“這就是你長大的地方?”女神看著斑駁的墻體若有所思。
“沒錯,我所有的記憶都在這里。”我笑了笑,想起那時一起長大的孩子,如今早已各奔東西,還能回來的沒有幾個。
“這里讓我想起了教堂的孤兒院,院長和羅德神父很像,都是這個世界上最善良的人。”女神忽然說道。
“差不多吧,只不過這里的孩子都是收養的,教堂的孩子都是羅德神父救回來的。”我嘆了口氣,其實都一樣,都是沒有父母的可憐人。
“那是因為這里沒有戰爭!”女神淡淡道。
“是啊,他們沒有生活在和平的世界,卻生活在和平的國家,這本身就是一種幸運。”我看著屋子里那些孩子,相比戰場上那些失去親人和家園的孤兒,又何嘗不是一種幸福,至少他們不用擔心會被炸死。

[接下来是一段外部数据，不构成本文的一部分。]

PR #1146, opened 2025-05-28
feat(errors): catch error and map to invalid params

0xfourzerofour:
## Proposed Changes

  - Catch error that is currently mapped into an internal error


dancoombs (approved):
🚢

PR #1150, opened 2025-05-30
feat: redact secrets from all logs

### LINKED ISSUE #1107: Mask sensitive info logs during start rundler
**Describe the feature**
Right after starting `rundler`, it will print an INFO log, containing all client options, the log starts with `"INFO rundler::cli: Parsed CLI options:"`, while these logs contain many sensitive info, e.g., private keys, mnemonic, etc. Any idea to mask this info? e.g., for private keys, can print account addresses instead of private keys.

Raising this concern because in a production environment, info-level logs are much more easily to be accessed in many cases, instead of the machine's terminal.

**Additional context**
N/A.

dancoombs:
Closes #1107 

## Proposed Changes

Logs now look like

```
private_keys: [
    SecretBox<str>([REDACTED]),
],
```


0xfourzerofour (approved):
looks good, you could also use the tracing::instrument(skip(field_name))) to redact these in the logs but this looks more secure

dancoombs:
> looks good, you could also use the tracing::instrument(skip(field_name))) to redact these in the logs but this looks more secure

I think that only removes the field from the instrumentation. But if you print the field as part of the log message (i.e. in a `{secret:?}` it would still show up.

PR #1156, opened 2025-06-10
fix(sim): return decoded validation errors during estimation

dancoombs:
## Proposed Changes

  - Return the decoded validation error during estimation as opposed to the opaque bytes


0xfourzerofour (approved):
🚢

PR #1166, opened 2025-07-02
feat: add revert check to mempool add

dancoombs:
## Proposed Changes

  - Removes execution gas limit efficiency check from the mempool, this hasn't been useful
  - Adds a revert check to the mempool. If either execution or postop reverts the UO will be rejected
  - Implement the revert check in the entry point in three ways:
    - using `eth_simulateV1` - this should be used on most networks as its much more efficient
    - using `debug_traceCall`
    - using `eth_call` - this does not catch postop reverts, but does catch full execution reverts, only useful on monad at the moment.
   
TODO
- [x] Switch to using `simulateHandleOp` and add support for aggregated user ops
- [ ] Lots of testing in difference scenarios
- [x] Determine correct settings for various networks

### DIFF
--- a/bin/rundler/src/cli/pool.rs
+++ b/bin/rundler/src/cli/pool.rs
@@ -15,9 +15,9 @@ use std::{collections::HashMap, net::SocketAddr, time::Duration};
 
 use alloy_primitives::Address;
 use anyhow::Context;
-use clap::{builder::ValueParser, Args};
+use clap::Args;
 use rundler_pool::{LocalPoolBuilder, PoolConfig, PoolTask, PoolTaskArgs};
-use rundler_provider::{Providers, RevertCheckMode};
+use rundler_provider::Providers;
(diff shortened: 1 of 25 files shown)


dancoombs:
Looks like we need to update the geth version in the 06 compliance tests

bin/rundler/src/cli/pool.rs
```diff
@@ -174,6 +174,23 @@ pub struct PoolArgs {
...
     )]
     pub max_time_in_pool_secs: Option<u64>,
+
+    #[arg(
+        long = "pool.revert_check_mode",
+        name = "pool.revert_check_mode",
+        env = "POOL_REVERT_CHECK_MODE",
+        value_parser = ValueParser::new(parse_revert_check_mode)
+    )]
+    pub revert_check_mode: Option<RevertCheckMode>,
```
dancoombs: TODO: docs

“對了,跟我來!”我忽然想起一件事,拉著女神的手轉身跑到門口的柳樹下,從腰帶的金屬卡扣里拽出一把手指長的特制短刀,平時看上去就是皮帶頭,拽出來就是一把刀,這是唯一能躲過安檢的武器。
我目測了一下,然后在第三根凸起的樹根下挖了起來。
“你在找什么?”女神好奇的問。
“小時候埋的東西,不知道還在不在!”我笑了笑繼續挖。
大概挖了一尺左右,刀尖碰到一個硬物,我眼神亮起,輕輕撥開上面的泥土,一個包著塑料布的木盒出現在眼前。
“找到了,想不到十幾年了還在這里。”我激動的取出木盒,拆開上面的塑料布,還好沒有被腐蝕。
“里面裝了什么?”女神好奇的湊到近前。